• [Work to complete] Give back an exact copy of the lines in the records below, from the line that has "- fix bug in pair" through the line that has "jtclemm, line 1: Wow, totally", and nothing besides.

[Stored data]

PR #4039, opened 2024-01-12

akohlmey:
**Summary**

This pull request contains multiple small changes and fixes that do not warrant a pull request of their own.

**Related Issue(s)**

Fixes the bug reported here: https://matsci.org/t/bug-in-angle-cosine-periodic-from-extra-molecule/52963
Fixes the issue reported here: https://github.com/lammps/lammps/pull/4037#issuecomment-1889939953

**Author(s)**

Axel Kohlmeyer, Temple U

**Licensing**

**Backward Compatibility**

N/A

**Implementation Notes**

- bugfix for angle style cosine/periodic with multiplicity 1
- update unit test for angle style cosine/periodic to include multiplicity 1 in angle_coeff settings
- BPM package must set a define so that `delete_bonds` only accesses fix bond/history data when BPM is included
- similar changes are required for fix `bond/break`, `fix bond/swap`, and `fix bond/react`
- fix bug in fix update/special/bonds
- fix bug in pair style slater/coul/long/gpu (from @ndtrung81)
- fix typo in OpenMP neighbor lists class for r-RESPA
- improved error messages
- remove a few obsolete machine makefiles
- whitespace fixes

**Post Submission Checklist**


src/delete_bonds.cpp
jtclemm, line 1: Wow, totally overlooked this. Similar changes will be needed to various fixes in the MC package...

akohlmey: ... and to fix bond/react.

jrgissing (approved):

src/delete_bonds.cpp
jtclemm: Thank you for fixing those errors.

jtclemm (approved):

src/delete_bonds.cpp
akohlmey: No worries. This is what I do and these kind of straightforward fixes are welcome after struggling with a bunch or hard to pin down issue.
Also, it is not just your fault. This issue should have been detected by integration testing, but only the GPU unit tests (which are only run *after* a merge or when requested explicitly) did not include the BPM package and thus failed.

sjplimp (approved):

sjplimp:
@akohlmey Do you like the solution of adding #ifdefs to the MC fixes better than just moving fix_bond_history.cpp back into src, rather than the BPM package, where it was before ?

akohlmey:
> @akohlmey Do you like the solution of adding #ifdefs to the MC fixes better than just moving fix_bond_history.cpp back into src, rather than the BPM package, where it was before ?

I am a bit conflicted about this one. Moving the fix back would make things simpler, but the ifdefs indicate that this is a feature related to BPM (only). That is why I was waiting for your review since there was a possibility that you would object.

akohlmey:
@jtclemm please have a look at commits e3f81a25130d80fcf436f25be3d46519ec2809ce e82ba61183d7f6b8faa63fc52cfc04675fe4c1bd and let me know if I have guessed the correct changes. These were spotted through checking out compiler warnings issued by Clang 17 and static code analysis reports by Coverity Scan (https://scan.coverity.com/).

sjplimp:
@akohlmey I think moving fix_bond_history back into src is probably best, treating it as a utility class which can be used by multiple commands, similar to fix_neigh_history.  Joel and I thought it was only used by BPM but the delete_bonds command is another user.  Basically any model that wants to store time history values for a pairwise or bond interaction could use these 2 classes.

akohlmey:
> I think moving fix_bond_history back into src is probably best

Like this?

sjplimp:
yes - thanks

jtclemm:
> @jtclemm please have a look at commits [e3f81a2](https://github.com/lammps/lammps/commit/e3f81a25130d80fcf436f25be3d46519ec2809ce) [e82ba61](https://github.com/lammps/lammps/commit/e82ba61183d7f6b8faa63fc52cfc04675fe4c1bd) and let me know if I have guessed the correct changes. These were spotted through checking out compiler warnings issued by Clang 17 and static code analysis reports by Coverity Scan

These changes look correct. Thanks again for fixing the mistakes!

• [Your response]
- fix bug in pair style slater/coul/long/gpu (from @ndtrung81)
- fix typo in OpenMP neighbor lists class for r-RESPA
- improved error messages
- remove a few obsolete machine makefiles
- whitespace fixes

**Post Submission Checklist**


src/delete_bonds.cpp
jtclemm, line 1: Wow, totally overlooked this. Similar changes will be needed to various fixes in the MC package...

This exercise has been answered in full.